Re: Issue with segments not loading/taking a long time
I have a 6 node historical test cluster. 3 nodes are at ~80% and the other
two at ~60 and ~50% disk utilization.
The interesting thing is that the 6th node ended up getting into zk timeout
(because of large GC pause) and is no longer part of the cluster (which is
a separate issue I am trying to figure out).
On this 6th node, I see that it is busy loading segments.

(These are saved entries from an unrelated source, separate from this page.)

PR #14883, opened 2026-08-25
[BugFix][Spec Decode] Correct rejected token seq_lens in MRV1

jiajinzhu2:

ModelRunner V1 does not subtract rejected target tokens from the device-side `seq_lens` before building the later one-token draft decode steps. SFA and DSA consume this tensor as the exact KV sequence length. Consequently, their later draft Attention steps use an overestimated sequence length that still includes rejected token positions.

The issue was observed by printing the rejected-token count and the device-side sequence lengths used by three consecutive draft steps:

```text
[V1_DEVICE_SEQ_LENS] rejected=[3] steps=[[47], [48], [49]]
[V1_DEVICE_SEQ_LENS] rejected=[2] steps=[[56], [57], [58]]
[V1_DEVICE_SEQ_LENS] rejected=[3] steps=[[98], [99], [100]]
```

The sequence lengths advance by one for each draft step, but their baseline is not reduced by the corresponding rejected-token count. Therefore, the device-side `seq_lens` is overestimated by 3, 2, and 3 tokens in these examples. SFA-style model backends pass this incorrect value to both the sparse Indexer and the Attention kernel as the exact KV sequence length. As a result, both the Indexer and Attention execute with an overestimated KV length that includes the rejected token positions.

This PR preserves the unadjusted sequence lengths used by merged step 0, then copies them to an independent NPU buffer and subtracts rejected tokens for the remaining one-token draft decode steps. The CPU-side sequence lengths remain an optimistic upper bound to avoid an NPU-to-CPU synchronization.

N/A

```
========================================================
Successful requests:                      100
Failed requests:                          0
Maximum request concurrency:              4
Benchmark duration (s):                   1272.46
Total input tokens:                       6882
Total generated tokens:                   25501
Request throughput (req/s):               0.08
Output token throughput (tok/s):          20.04
Peak output token throughput (tok/s):     14.00
Peak concurrent requests:                 7.00
Total token throughput (tok/s):           25.45
Mean TTFT (ms):                           788.87
Median TTFT (ms):                         798.56
P99 TTFT (ms):                            934.36
Mean TPOT (ms):                           194.55
Median TPOT (ms):                         193.15
P99 TPOT (ms):                            219.91
Mean ITL (ms):                            440.91
Median ITL (ms):                          449.26
P99 ITL (ms):                             480.29
Acceptance rate (%):                      43.11
Acceptance length:                        2.29
Drafts:                                   11113
Draft tokens:                             33339
Accepted tokens:                          14374
Per-position acceptance (%):
  Position 0:                             86.72
  Position 1:                             32.79
  Position 2:                              9.84
========================================================
```


vllm_ascend/spec_decode/llm_base_proposer.py
```diff
@@ -1011,6 +1011,19 @@ def _propose(
...
         )
 
+        # Merged step 0 is the draft model's first-pass/prefill forward, not a
+        # one-token draft decode step. It reuses the target-model layout and
+        # therefore keeps the unadjusted sequence lengths. Before building the
+        # remaining one-token draft decode steps, remove the rejected target
+        # tokens from an independent NPU buffer. This mirrors upstream vLLM's
+        # rejection-correction boundary while preserving step 0 metadata and
+        # the model runner's shared seq_lens.
+        if not self.parallel_drafting and self.num_speculative_tokens > 1 and num_rejected_tokens_gpu is not None:
```
drslark, line 1109: It is a bug just in mrv1.
But it influence the alignment between v2 and v1.
So, I think it is necessary.

drslark (approved):
LGTM.

slippersss (approved):

weijinqian0 (approved):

However, once it
is done downloading, I am not sure if it will report back to zk as being
On Thu, Jul 19, 2018 at 12:58 PM, Jihoon Son <ghoonson@xxxxxxxxx> wrote:
> Hi Samarth,
> have you had a change to check the segment balancing status of your
> Do you see any significant imbalance between historicals?

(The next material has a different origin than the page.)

PR #14900, opened 2026-08-25
[v0.26.0][BugFix][Model Runner] Skip compilation during MC2 profiling

yiz-liu:

The pre-KV MC2 dummy run can be the first shape eligible for npugraph_ex static-kernel compilation. At that time, attention metadata is not built yet, so the early return makes the compiled kernel miss attention operators.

> On Thu, Jul 19, 2018 at 12:28 PM Samarth Jain <samarth.jain@xxxxxxxxx>
> > I am working on upgrading our internal cluster to 0.12.1 release and
> > that a few data sources fail to load. Looking at coordinator logs, I am
> > seeing messages like this for the datasource:
> > @400000005b50dbc637061cec 2018-07-19T18:43:08,923 INFO
> > [Coordinator-Exec--0] io.druid.server.coordinator.CuratorLoadQueuePeon -
> > Asking server peon[/druid-test--001/loadQueue/127.0.0.1:7103] to drop
> > segment[*datasource*
> > _2015-09-03T00:00:00.000Z_2015-09-04T00:00:00.000Z_2018-
> > @400000005b50dbc637391f84 2018-07-19T18:43:08,926 WARN
> > [Coordinator-Exec--0] io.druid.server.coordinator.rules.LoadRule - No
> > available [_default_tier] servers or node capacity to assign primary
> > segment[*datasource*-08-10T00:00:00.000Z_2015-08-11T00:00:
> > Expected Replicants
> > The datasource failed to load for a long time and then eventually was
> > loaded successfully. Has anyone else seen this? I see a few fixes around
> > segment loading and coordination in 0.12.2 (which I am hoping will be out
> > soon) but I am not sure if they address this issue.